Crate qudoku

Expand description

A nested threshold system to complement Shamir’s Secret Sharing (SSS) groups with an arbitrary amount of additional secrets, at no additional storage burden on the part of the shareholders.

See the README for a general description of what this package does.

§Usage

This example demonstrates basic Shamir Secret Sharing, and then extends it by creating derivative secrets.

#![allow(non_snake_case)]

use secp::{MaybeScalar, Scalar};
use qudoku::{
  InterpolatedPointPolynomial, InterpolatedSecretPolynomial, Polynomial, SecretShare, SecretSharingPolynomial,
};

// Construct a secret sharing polynomial.
let primary_secret = MaybeScalar::from_hex(
  "efe45825dcdc69bd70f09fba9930835558aebf043cfc86c1c6c6b1925c2d2035"
).unwrap();

// Sample random coefficients to construct the secret polynomial.
let mut coefficients = qudoku::random_coefficients(&mut rand::rngs::OsRng, 3);
coefficients[0] = primary_secret; // Set f(0) = secret
let secret_polynomial = SecretSharingPolynomial::new(coefficients);

// Tests the polynomial is correct.
assert_eq!(secret_polynomial.evaluate(MaybeScalar::Zero), primary_secret);
assert_ne!(secret_polynomial.evaluate(MaybeScalar::one()), primary_secret);

// Issue some shares of the secret polynomial.
let shares: Vec<SecretShare> = (1..6)
  .map(MaybeScalar::from)
  .map(|i| secret_polynomial.issue_share(i))
  .collect();

// The shares have threshold of polynomial.degree() + 1 = 3.
assert_eq!(secret_polynomial.degree(), 2);

// Interpolate the polynomial using three or more shares.
let interpolated_polynomial = InterpolatedSecretPolynomial::new(
  shares[2..5].iter().cloned().collect(),
);

// Recover the primary secret.
assert_eq!(interpolated_polynomial.evaluate(MaybeScalar::Zero), primary_secret);

/**********************************************
   Now is where the qudoku custom logic starts.
 **********************************************/

// Pick a provably-honest `Q` point by hashing some public input data:
let Q = qudoku::hash_to_point(b"hello world!");

// Construct a Q-ified version of the secret-sharing polynomial.
//
//   Z(x) = f(x) * Q
let Z = Q * secret_polynomial;

// Pre-generate and publish some number of shares of Z(x).
let mut z_shares = vec![
  Z.issue_share(Scalar::random(&mut rand::rngs::OsRng).into()),
  Z.issue_share(Scalar::random(&mut rand::rngs::OsRng).into()),
];

// Now Z(x) effectively has a threshold of 1. Anyone who knows the preshares
// only needs 1 additional share to interpolate Z(x).
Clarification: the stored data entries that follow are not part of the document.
PR #2363, opened 2020-11-20
Instead of settimeout, force a reflow to avoid timing bugs

ryan-ludwig:
Seeing the banner sometimes get stuck in a closed position. After this change haven't seen it totally bork yet. Would like to do more browser testing once it's in dev.


ryan-ludwig:
Sorry for the churn on this

emuvente (approved):
Nice! I had to read up on that hack; it's an interesting one!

Any shareholder can
// produce such a share.
z_shares.push(shares[4] * Q);

// We can now interpolate Z(x) and derive the secret c.
let interpolated_Z = InterpolatedPointPolynomial::new(z_shares);
assert_eq!(
  interpolated_Z.evaluate(MaybeScalar::Zero),
  Z.evaluate(MaybeScalar::Zero)
);

// The same primary secret + the same Q point = a consistent secret c.
let c = interpolated_Z.derive_secret(MaybeScalar::Zero);
assert_eq!(
  hex::encode(&c),
  "ec4f719940a443dd5377124a07e12424757db3e0976e9d206c5652ae3441c545"
);

Re-exports§

pub use secp;
pub use sha2;

Structs§

Evaluation: Represents a polynomial evaluation at a certain input and output, which may be of different types.
LagrangePolynomial
StandardFormPolynomial: Represents a polynomial function expressed in standard form with coefficients of type T.

Traits§

Polynomial

Functions§

hash_to_point: Implements a secure hash-to-curve function in non-constant time. The output Point has no known discrete log relative to G, and its Y coordinate always has even-parity.
random_coefficients
sha256

Type Aliases§

InterpolatedPointPolynomial: Represents a point-sharing polynomial interpolated from a set of shares.
InterpolatedSecretPolynomial: Represents a secret-sharing polynomial interpolated from a set of shares.
PointShare: Represents a point share intended for distribution. Derived by multiplying a secret share with a fixed point Q.
PointSharingPolynomial: Represents the point-sharing polynomial available to the dealer in standard form, composed of a set of point coefficients.
SecretShare: Represents a secret share held by a shareholder.
SecretSharingPolynomial: Represents the secret-sharing polynomial available to the dealer in its original standard form, composed of a set of scalar coefficients.